Is the statement in Scratchapixel about transforming points correct?

Question

I am reading this lesson from scratchapixel. To my understanding (and the example given in the same website) M is the matrix that transforms from local to world.

Giong through the paragraph before figure 7, though, I get the following:

If we know the 4x4 matrix M that transforms a coordinate system A into a coordinate system B ...

Say A is the local coord system and B is the world coord system. Therefore M transforms from local to world.

... then if we transform a point whose coordinates are originally defined with respect to A with the inverse of M (...), we get the coordinates of P with respect to B.

We know, A = local coord system. The Plocal = local point coords are (-0.5, 0.5, -0.5). Then, as the quoted text says, we transform Plocal with the inverse of M to get the point w.r.t. to B = woorld coord system

However, this last operation (statement) confuses me, since the example they give the do Pworld = Plocal * M. But from the quoted text I understand that Pworld = inv(M) * Plocal

Can someone help me figuring out what am I missing? Is the wording of the text wrong?

Answer 1

Let's take a simple example with the following variables

A: Local-space coordinates system
B: World-space coordinates system
M: Transformation matrix from local-space to world-space (A -> B)

Let's say we have a point PA in local space.

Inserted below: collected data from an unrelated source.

PR #52, opened 2016-06-15
Return 0 for patients with no neoantigens

arahuja:
Removed the check of IDs since this give NaN for patients without neoantigens

### DIFF
--- a/cohorts/functions.py
+++ b/cohorts/functions.py
@@ -50,9 +50,7 @@ def missense_snv_count(row, cohort, **kwargs):
 def neoantigen_count(row, cohort, **kwargs):
     patient_id = row["patient_id"]
     patient_neoantigens = cohort.load_neoantigens(patients=[cohort.patient_from_id(patient_id)], **kwargs)
-    if patient_id in patient_neoantigens["patient_id"].unique():
-        return len(patient_neoantigens[patient_neoantigens["patient_id"] == patient_id])
-    return np.nan
+    return len(patient_neoantigens[patient_neoantigens["patient_id"] == patient_id])
 
 def expressed_neoantigen_count(row, cohort, **kwargs):
     return neoantigen_count(row, cohort, only_expressed=True)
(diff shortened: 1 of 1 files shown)


tavinathanson:
That was intended, and downstream the code checks for `null` and if `null` prints that patient X was skipped; which seems important when e.g. `cohort = data.init_cohort(only_patients_with_bams=False)` (sorry to reference a private repo here).

At a high level, it seems useful/necessary to maintain a distinction between `0` and not available? Where is the `NaN` a problem for you?

arahuja:
@tavinathanson in this case the correct answer is 0 though and not NaN (filtering a dataframe for an ID when there are 0 rows that match should be 0)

To get the values of PA in world coordinates, we need to apply the transformation M on it:

// Local to World: A -> B
PB = PA * M    // If you are using row-based positions (your case)
PB = M * PA    // If you are using column-based positions

You can apply the inverse transformation to get PA back from PB:

// World to local: B -> A
PA = PB * inv(M)    // If you are using row-based positions (your case)
PA = inv(M) * PB    // If you are using column-based positions

The website you linked in the question has a part on this. It talks briefly about transforming a point from world-space to local-space:

As suggested before, it is sometimes more convenient to operate on points when they are defined with respect to a local coordinate system rather than defined with respect to the world coordinate system. For instance, in the example of the cube (figure 6), defining the corners of the cube in local space is easier than in world space. But how do we convert a point or vertex from one coordinate system (such as the world coordinate space) to another (converting points from a coordinate system to another is a very common process in CG)? That's easy. If we know the 4x4 matrix M that transforms a coordinate system A into a coordinate system B, then if we transform a point whose coordinates are originally defined with respect to A [Should be B] with the inverse of M (we will explain next why we use the inverse of M rather than M), we get the coordinates of P with respect to B [Should be A].

I have added comments in square brackets ([]) for clarity.

NOTE: P with respect to A is PA, and P with respect to B is PB. X in respect to/of Y is a point X in the base Y: Coordinate vectors

But this part is slightly unclear because in this paragraph there are some typos inverting the letters. Just ignore this passage, the rest of the article seems mathematicaly accurate.